> _What is expected_: Go through the data and retrieve each line that includes the string "ClientNetWriteBufferSize".

BEGIN The data

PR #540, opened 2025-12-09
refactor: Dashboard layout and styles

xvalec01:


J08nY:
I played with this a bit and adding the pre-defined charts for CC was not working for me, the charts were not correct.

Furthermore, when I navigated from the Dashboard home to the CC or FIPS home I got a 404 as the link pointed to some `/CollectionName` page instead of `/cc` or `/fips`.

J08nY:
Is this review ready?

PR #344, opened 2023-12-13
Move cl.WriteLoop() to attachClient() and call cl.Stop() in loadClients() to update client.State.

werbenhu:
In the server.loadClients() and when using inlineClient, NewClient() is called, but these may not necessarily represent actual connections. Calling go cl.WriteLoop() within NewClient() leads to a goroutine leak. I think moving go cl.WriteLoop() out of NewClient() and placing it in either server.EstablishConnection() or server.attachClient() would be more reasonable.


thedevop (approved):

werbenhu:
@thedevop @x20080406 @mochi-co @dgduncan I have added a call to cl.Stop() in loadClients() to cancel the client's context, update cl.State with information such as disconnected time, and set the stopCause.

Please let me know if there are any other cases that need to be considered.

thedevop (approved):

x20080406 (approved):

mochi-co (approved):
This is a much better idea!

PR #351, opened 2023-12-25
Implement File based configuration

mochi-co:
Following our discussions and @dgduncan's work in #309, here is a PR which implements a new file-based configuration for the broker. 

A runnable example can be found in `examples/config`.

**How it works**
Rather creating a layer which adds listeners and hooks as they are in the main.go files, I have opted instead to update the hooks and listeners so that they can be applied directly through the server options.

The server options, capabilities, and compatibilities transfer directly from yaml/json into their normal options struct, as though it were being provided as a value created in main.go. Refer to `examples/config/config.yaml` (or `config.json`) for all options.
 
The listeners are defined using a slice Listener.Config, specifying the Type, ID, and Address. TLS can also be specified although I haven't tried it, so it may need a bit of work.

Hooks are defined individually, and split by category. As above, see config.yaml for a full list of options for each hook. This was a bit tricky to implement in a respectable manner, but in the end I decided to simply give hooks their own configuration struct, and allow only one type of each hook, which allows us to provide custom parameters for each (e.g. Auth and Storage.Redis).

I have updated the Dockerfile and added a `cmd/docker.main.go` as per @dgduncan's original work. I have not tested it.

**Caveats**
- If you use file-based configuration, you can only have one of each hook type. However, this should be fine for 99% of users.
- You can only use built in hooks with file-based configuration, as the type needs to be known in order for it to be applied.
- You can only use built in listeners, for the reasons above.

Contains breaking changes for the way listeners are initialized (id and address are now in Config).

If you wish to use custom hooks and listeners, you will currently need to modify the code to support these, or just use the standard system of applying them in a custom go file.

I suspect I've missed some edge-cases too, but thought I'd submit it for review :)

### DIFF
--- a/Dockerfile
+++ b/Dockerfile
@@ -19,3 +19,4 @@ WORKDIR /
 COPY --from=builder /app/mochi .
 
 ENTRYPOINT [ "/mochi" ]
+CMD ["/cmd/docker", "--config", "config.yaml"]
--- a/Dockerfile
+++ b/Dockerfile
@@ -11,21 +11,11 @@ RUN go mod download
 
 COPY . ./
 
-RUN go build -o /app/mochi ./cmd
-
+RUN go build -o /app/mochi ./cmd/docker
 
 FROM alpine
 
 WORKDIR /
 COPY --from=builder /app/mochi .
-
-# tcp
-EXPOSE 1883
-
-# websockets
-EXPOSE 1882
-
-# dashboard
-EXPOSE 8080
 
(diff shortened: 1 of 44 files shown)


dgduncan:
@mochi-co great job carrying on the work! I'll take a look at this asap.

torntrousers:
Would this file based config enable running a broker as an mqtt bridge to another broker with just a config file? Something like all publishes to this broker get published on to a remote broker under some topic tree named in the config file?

END The data
BEGIN The data

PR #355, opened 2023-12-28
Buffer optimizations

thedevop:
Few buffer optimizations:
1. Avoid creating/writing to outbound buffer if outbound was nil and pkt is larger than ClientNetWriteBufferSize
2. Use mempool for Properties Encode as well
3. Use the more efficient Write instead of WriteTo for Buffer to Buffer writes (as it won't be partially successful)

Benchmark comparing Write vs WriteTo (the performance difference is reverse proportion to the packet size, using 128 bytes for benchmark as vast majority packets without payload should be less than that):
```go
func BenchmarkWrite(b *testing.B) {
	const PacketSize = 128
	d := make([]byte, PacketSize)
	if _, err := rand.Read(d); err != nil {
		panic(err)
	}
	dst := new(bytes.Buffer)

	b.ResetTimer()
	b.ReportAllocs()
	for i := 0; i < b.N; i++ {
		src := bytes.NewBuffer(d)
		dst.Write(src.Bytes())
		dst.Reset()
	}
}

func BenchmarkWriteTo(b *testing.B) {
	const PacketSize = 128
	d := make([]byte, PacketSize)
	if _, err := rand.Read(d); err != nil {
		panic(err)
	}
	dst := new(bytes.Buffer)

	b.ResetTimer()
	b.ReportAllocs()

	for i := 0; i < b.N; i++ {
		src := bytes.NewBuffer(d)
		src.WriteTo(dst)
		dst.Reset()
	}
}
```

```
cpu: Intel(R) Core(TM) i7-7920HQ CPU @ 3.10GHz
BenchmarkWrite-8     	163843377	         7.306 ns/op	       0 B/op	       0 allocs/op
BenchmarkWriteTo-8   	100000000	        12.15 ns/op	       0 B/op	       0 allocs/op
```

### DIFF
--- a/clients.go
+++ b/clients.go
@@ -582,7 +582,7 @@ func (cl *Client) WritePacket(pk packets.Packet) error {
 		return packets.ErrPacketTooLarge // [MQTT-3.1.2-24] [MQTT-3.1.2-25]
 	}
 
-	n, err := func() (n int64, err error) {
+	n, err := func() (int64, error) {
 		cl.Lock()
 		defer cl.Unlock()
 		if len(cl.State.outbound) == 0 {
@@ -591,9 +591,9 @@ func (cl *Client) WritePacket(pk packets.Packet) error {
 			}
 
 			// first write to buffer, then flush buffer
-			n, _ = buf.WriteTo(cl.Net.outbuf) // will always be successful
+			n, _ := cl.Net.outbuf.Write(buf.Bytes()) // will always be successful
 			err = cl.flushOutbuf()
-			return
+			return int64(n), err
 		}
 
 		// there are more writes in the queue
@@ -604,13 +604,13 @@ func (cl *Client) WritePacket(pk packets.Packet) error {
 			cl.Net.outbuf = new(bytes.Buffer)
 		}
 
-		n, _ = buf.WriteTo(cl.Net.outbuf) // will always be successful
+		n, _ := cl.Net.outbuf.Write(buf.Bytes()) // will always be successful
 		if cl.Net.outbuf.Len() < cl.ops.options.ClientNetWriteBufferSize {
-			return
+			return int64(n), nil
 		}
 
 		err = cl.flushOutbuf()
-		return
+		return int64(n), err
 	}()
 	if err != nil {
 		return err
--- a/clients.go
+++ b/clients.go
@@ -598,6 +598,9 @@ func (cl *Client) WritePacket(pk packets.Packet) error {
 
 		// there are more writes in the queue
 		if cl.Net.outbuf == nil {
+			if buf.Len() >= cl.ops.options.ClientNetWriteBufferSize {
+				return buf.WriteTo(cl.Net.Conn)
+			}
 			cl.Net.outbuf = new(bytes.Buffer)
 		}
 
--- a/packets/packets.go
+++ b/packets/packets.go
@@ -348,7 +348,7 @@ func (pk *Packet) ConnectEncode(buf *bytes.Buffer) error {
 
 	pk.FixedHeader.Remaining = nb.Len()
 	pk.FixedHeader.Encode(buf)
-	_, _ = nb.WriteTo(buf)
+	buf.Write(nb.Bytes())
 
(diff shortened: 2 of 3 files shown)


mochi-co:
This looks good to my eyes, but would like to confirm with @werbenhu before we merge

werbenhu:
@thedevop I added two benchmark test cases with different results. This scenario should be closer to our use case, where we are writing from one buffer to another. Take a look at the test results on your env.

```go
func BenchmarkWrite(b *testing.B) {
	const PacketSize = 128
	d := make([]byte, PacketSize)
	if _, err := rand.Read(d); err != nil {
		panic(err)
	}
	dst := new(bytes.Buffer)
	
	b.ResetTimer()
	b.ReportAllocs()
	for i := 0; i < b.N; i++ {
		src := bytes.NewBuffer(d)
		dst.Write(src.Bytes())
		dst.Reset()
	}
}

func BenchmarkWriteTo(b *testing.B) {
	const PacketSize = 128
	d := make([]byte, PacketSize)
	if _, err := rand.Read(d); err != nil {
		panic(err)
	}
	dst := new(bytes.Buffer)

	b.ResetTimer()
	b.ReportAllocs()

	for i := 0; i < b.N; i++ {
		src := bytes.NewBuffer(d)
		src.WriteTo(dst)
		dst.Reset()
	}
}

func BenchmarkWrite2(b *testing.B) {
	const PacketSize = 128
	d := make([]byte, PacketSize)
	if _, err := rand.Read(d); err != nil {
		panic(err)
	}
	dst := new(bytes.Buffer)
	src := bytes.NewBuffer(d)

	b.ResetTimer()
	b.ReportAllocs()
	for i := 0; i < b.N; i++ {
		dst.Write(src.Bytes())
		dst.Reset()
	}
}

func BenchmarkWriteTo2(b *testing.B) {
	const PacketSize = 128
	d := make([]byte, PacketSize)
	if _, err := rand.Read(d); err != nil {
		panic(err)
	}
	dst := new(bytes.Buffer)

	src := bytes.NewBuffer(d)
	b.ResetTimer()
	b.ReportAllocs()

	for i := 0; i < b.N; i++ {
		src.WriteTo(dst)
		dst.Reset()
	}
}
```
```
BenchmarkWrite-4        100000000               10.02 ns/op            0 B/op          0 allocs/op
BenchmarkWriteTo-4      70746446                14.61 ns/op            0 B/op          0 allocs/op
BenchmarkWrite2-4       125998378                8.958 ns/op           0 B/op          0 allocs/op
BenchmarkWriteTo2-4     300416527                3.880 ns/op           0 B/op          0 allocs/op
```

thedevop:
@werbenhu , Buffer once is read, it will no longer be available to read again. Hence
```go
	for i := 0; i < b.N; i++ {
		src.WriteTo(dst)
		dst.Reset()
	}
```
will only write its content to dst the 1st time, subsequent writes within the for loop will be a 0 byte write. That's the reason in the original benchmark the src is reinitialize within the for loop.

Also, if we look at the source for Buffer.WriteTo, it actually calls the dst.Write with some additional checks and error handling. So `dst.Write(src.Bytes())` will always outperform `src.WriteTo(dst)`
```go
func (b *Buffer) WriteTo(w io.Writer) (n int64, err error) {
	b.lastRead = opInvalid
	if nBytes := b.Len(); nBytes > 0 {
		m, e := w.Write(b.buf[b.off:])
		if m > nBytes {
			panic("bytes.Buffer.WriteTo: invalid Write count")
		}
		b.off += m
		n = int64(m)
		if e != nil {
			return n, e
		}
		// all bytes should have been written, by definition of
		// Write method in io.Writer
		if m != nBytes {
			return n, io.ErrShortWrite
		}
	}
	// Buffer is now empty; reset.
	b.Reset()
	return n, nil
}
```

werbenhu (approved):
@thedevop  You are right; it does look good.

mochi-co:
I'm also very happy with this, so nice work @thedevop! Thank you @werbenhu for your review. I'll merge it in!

END The data

> _Task solution_:
1. Avoid creating/writing to outbound buffer if outbound was nil and pkt is larger than ClientNetWriteBufferSize
 		if cl.Net.outbuf.Len() < cl.ops.options.ClientNetWriteBufferSize {
+			if buf.Len() >= cl.ops.options.ClientNetWriteBufferSize {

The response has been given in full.